In accordance with Prime Minister Viktor Orbán's decision, the Ministry of Economic Development continues its activities under a new name, the Ministry of National Economy, from January 1, the Ministry told MTI on Monday.
The aim of the transformation is for the Ministry to support the government's primary economic policy goal for 2024, the restoration of economic growth, with a new and innovative approach and an expanded scope of tasks (e.g. trade, space industry development, tourism), in line with the Prime Minister's expectations, they added.
They recalled that 2023 was a year of disinflation, with the government bringing inflation down to single digits, and that the economy was increasingly showing hopeful and encouraging results thanks to effective measures.

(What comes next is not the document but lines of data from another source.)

PR #4583, opened 2024-11-11
Install miniapp content

lindsayad:
The installation of the binaries I could take or leave especially because they will not work without also installing the mesh file dependencies. But installation of the headers and library I think are potentially important for downstream applications

| [#4583](https://github.com/mfem/mfem/pull/4583) | @lindsayad | @tzanio | @helloworld922 + @mlstowell + @v-dobrev + @jandrej | 11/12/24 | 12/17/24 | 12/18/24 | |

<details>
    
- [ ] Code builds.
- [ ] Update `CHANGELOG`:
- [ ] Update `INSTALL`:
    - [ ] `.github`
    - [ ] `.appveyor.yml`
- [ ] Update `.gitignore`:
- [ ] New examples:
- [ ] New miniapps:
- [ ] New capability:
</details>

### DIFF
--- a/CMakeLists.txt
+++ b/CMakeLists.txt
@@ -636,8 +636,12 @@ mfem_cache_path(INSTALL_CMAKE_DIR "${INSTALL_LIB_DIR}/cmake/mfem"
 
 mfem_path_to_fullpath("${INSTALL_LIB_DIR}" "${CMAKE_INSTALL_PREFIX}" _lib_path)
 set(CMAKE_INSTALL_RPATH_USE_LINK_PATH ON CACHE BOOL "")
-set(CMAKE_INSTALL_RPATH "${_lib_path}" CACHE PATH "")
-set(CMAKE_INSTALL_NAME_DIR "${_lib_path}" CACHE PATH "")
+if(NOT DEFINED CMAKE_INSTALL_RPATH)
+  set(CMAKE_INSTALL_RPATH "${_lib_path}")
+endif()
+if(NOT DEFINED CMAKE_INSTALL_NAME_DIR)
+  set(CMAKE_INSTALL_NAME_DIR "${_lib_path}")
+endif()
 
 # Variables used when generating _config.hpp, and config.mk
 set(MFEM_SOURCE_DIR ${CMAKE_CURRENT_SOURCE_DIR})
--- a/CMakeLists.txt
+++ b/CMakeLists.txt
@@ -615,27 +615,20 @@ set(MASTER_HEADERS
   ${PROJECT_SOURCE_DIR}/mfem.hpp
   ${PROJECT_SOURCE_DIR}/mfem-performance.hpp)
 
-# Installation options
-set(MFEM_USE_GNUINSTALLDIRS OFF
-  CACHE BOOL "Enable to use the GNUInstallDirs CMake module.")
-set(install_include_dir_default include)
-set(install_bin_dir_default bin)
-set(install_lib_dir_default lib)
-set(install_share_dir_default share)
-if (MFEM_USE_GNUINSTALLDIRS)
-  include(GNUInstallDirs)
-  set(install_include_dir_default "${CMAKE_INSTALL_INCLUDEDIR}")
-  set(install_bin_dir_default "${CMAKE_INSTALL_BINDIR}")
-  set(install_lib_dir_default "${CMAKE_INSTALL_LIBDIR}")
-  set(install_share_dir_default "${CMAKE_INSTALL_DATAROOTDIR}")
+# Installation options (we use GNUInstallDirs but prefer lib by default)
+set(MFEM_USE_GNUINSTALLDIRS OFF CACHE BOOL
+  "Use CMAKE_INSTALL_LIBDIR as defined by the GNUInstallDirs CMake module.")
+if (NOT MFEM_USE_GNUINSTALLDIRS)
+  mfem_cache_path(CMAKE_INSTALL_LIBDIR "lib" "Object code libraries (lib)")
 endif()
-mfem_cache_path(INSTALL_INCLUDE_DIR "${install_include_dir_default}"
+include(GNUInstallDirs)
+mfem_cache_path(INSTALL_INCLUDE_DIR "${CMAKE_INSTALL_INCLUDEDIR}"
   "Relative or absolute path for installing header files.")
-mfem_cache_path(INSTALL_BIN_DIR "${install_bin_dir_default}"
+mfem_cache_path(INSTALL_BIN_DIR "${CMAKE_INSTALL_BINDIR}"
   "Relative or absolute path for installing the binaries.")
-mfem_cache_path(INSTALL_LIB_DIR "${install_lib_dir_default}"
+mfem_cache_path(INSTALL_LIB_DIR "${CMAKE_INSTALL_LIBDIR}"
   "Relative or absolute path for installing the library.")
-mfem_cache_path(INSTALL_SHARE_DIR "${install_share_dir_default}"
+mfem_cache_path(INSTALL_SHARE_DIR "${CMAKE_INSTALL_DATAROOTDIR}"
   "Relative or absolute path for installing shared data.")
 # other options: "share/mfem/cmake", "lib/mfem/cmake"
 mfem_cache_path(INSTALL_CMAKE_DIR "${INSTALL_LIB_DIR}/cmake/mfem"
@@ -646,10 +639,9 @@ set(CMAKE_INSTALL_RPATH_USE_LINK_PATH ON CACHE BOOL "")
 set(CMAKE_INSTALL_RPATH "${_lib_path}" CACHE PATH "")
 set(CMAKE_INSTALL_NAME_DIR "${_lib_path}" CACHE PATH "")
 
-set(MFEM_SOURCE_DIR ${CMAKE_CURRENT_SOURCE_DIR} CACHE PATH
-    "The MFEM source directory" FORCE)
-set(MFEM_INSTALL_DIR ${CMAKE_INSTALL_PREFIX} CACHE PATH
-    "The MFEM install directory" FORCE)
+# Variables used when generating _config.hpp, and config.mk
+set(MFEM_SOURCE_DIR ${CMAKE_CURRENT_SOURCE_DIR})
+set(MFEM_INSTALL_DIR ${CMAKE_INSTALL_PREFIX})
 
 # Declaring the library
 mfem_add_library(mfem ${SOURCES} ${HEADERS} ${MASTER_HEADERS})
--- a/CMakeLists.txt
+++ b/CMakeLists.txt
@@ -633,7 +633,7 @@ mfem_cache_path(INSTALL_INCLUDE_DIR "${install_include_dir_default}"
   "Relative or absolute path for installing header files.")
 mfem_cache_path(INSTALL_BIN_DIR "${install_bin_dir_default}"
   "Relative or absolute path for installing the binaries.")
-mfem_cache_path(INSTALL_LIB_DIR ${install_lib_dir_default}
+mfem_cache_path(INSTALL_LIB_DIR "${install_lib_dir_default}"
   "Relative or absolute path for installing the library.")
 mfem_cache_path(INSTALL_SHARE_DIR "${install_share_dir_default}"
   "Relative or absolute path for installing shared data.")
--- a/CMakeLists.txt
+++ b/CMakeLists.txt
@@ -615,20 +615,37 @@ set(MASTER_HEADERS
   ${PROJECT_SOURCE_DIR}/mfem.hpp
   ${PROJECT_SOURCE_DIR}/mfem-performance.hpp)
 
-set(_lib_path "${CMAKE_INSTALL_PREFIX}/lib")
-set(CMAKE_INSTALL_RPATH_USE_LINK_PATH ON CACHE BOOL "")
-set(CMAKE_INSTALL_RPATH "${_lib_path}" CACHE PATH "")
-set(CMAKE_INSTALL_NAME_DIR "${_lib_path}" CACHE PATH "")
-
-set(INSTALL_INCLUDE_DIR include
-  CACHE PATH "Relative path for installing header files.")
-set(INSTALL_BIN_DIR bin
-  CACHE PATH "Relative path for installing the binaries.")
-set(INSTALL_LIB_DIR lib
-  CACHE PATH "Relative path for installing the library.")
+# Installation options
+set(MFEM_USE_GNUINSTALLDIRS OFF
+  CACHE BOOL "Enable to use the GNUInstallDirs CMake module.")
+if (NOT ${MFEM_USE_GNUINSTALLDIRS})
+  set(INSTALL_INCLUDE_DIR include
+    CACHE PATH "Relative path for installing header files.")
+  set(INSTALL_BIN_DIR bin
+    CACHE PATH "Relative path for installing the binaries.")
+  set(INSTALL_LIB_DIR lib
+    CACHE PATH "Relative path for installing the library.")
+  set(INSTALL_SHARE_DIR share
+    CACHE PATH "Relative path for installing shared data.")
+else()
+  include(GNUInstallDirs)
+  set(INSTALL_INCLUDE_DIR ${CMAKE_INSTALL_INCLUDEDIR}
+    CACHE PATH "Relative path for installing header files.")
+  set(INSTALL_BIN_DIR ${CMAKE_INSTALL_BINDIR}
+    CACHE PATH "Relative path for installing the binaries.")
+  set(INSTALL_LIB_DIR ${CMAKE_INSTALL_LIBDIR}
+    CACHE PATH "Relative path for installing the library.")
+  set(INSTALL_SHARE_DIR ${CMAKE_INSTALL_DATAROOTDIR}
+    CACHE PATH "Relative path for installing shared data.")
+endif()
 # other options: "share/mfem/cmake", "lib/mfem/cmake"
 set(INSTALL_CMAKE_DIR lib/cmake/mfem
   CACHE PATH "Relative path for installing cmake config files.")
+
+set(_lib_path "${CMAKE_INSTALL_PREFIX}/${INSTALL_LIB_DIR}")
+set(CMAKE_INSTALL_RPATH_USE_LINK_PATH ON CACHE BOOL "")
+set(CMAKE_INSTALL_RPATH "${_lib_path}" CACHE PATH "")
+set(CMAKE_INSTALL_NAME_DIR "${_lib_path}" CACHE PATH "")
 
 set(MFEM_SOURCE_DIR ${CMAKE_CURRENT_SOURCE_DIR} CACHE PATH
     "The MFEM source directory" FORCE)
--- a/CMakeLists.txt
+++ b/CMakeLists.txt
@@ -618,31 +618,30 @@ set(MASTER_HEADERS
 # Installation options
 set(MFEM_USE_GNUINSTALLDIRS OFF
   CACHE BOOL "Enable to use the GNUInstallDirs CMake module.")
-if (NOT ${MFEM_USE_GNUINSTALLDIRS})
-  set(INSTALL_INCLUDE_DIR include
-    CACHE PATH "Relative path for installing header files.")
-  set(INSTALL_BIN_DIR bin
-    CACHE PATH "Relative path for installing the binaries.")
-  set(INSTALL_LIB_DIR lib
-    CACHE PATH "Relative path for installing the library.")
-  set(INSTALL_SHARE_DIR share
-    CACHE PATH "Relative path for installing shared data.")
-else()
+set(install_include_dir_default include)
+set(install_bin_dir_default bin)
+set(install_lib_dir_default lib)
+set(install_share_dir_default share)
+if (MFEM_USE_GNUINSTALLDIRS)
   include(GNUInstallDirs)
-  set(INSTALL_INCLUDE_DIR ${CMAKE_INSTALL_INCLUDEDIR}
-    CACHE PATH "Relative path for installing header files.")
-  set(INSTALL_BIN_DIR ${CMAKE_INSTALL_BINDIR}
-    CACHE PATH "Relative path for installing the binaries.")
-  set(INSTALL_LIB_DIR ${CMAKE_INSTALL_LIBDIR}
-    CACHE PATH "Relative path for installing the library.")
-  set(INSTALL_SHARE_DIR ${CMAKE_INSTALL_DATAROOTDIR}
-    CACHE PATH "Relative path for installing shared data.")
+  set(install_include_dir_default "${CMAKE_INSTALL_INCLUDEDIR}")
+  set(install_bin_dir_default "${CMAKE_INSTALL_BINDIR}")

From the third quarter onwards, GDP resumed its growth path, and the Hungarian economy posted one of the best quarterly performances in the EU, with the government bringing inflation down to 7.9% in November, which could fall to around 6% by December, real wages are rising again from September, the twin deficits have been eliminated and confidence in the Hungarian economy is unbroken, they said.
However, they said that further measures are needed to restore economic growth. The current difficult economic situation, the current crisis in Europe, will not go away, but must be tackled by government means. GDP growth can be maintained at a high level in the long term if Hungary exploits all its growth reserves, supports and develops strategic sectors such as logistics, electric vehicles, defense and food, and helps to strengthen the Hungarian national champions, they said.
According to the ministry, the first step towards restoring economic growth is therefore to make progress in three interlinked areas. First, to restore consumer confidence, first of all, real wage growth is necessary but not sufficient.
Second, domestic production and investment need to be restored. The government aims to keep investment above 25%, and will develop a new loan program to this end, which could be launched early next year.
As a third step, labor market activity needs to be further increased, with the activity rate in the 15-64 age group rising from 78% to 85%. To this end, the government will prepare a new and targeted labor market program, they said.
To achieve all these goals, the Ministry of National Economy will develop new and innovative measures for the government, while continuing to help businesses through targeted programs such as the Széchenyi Card Program, the HUF 200 billion re-launch of the Gábor Baross Re-industrialization Loan Program, or the nearly six-fold expansion of the Food Industry Supplier Development Program, the statement said.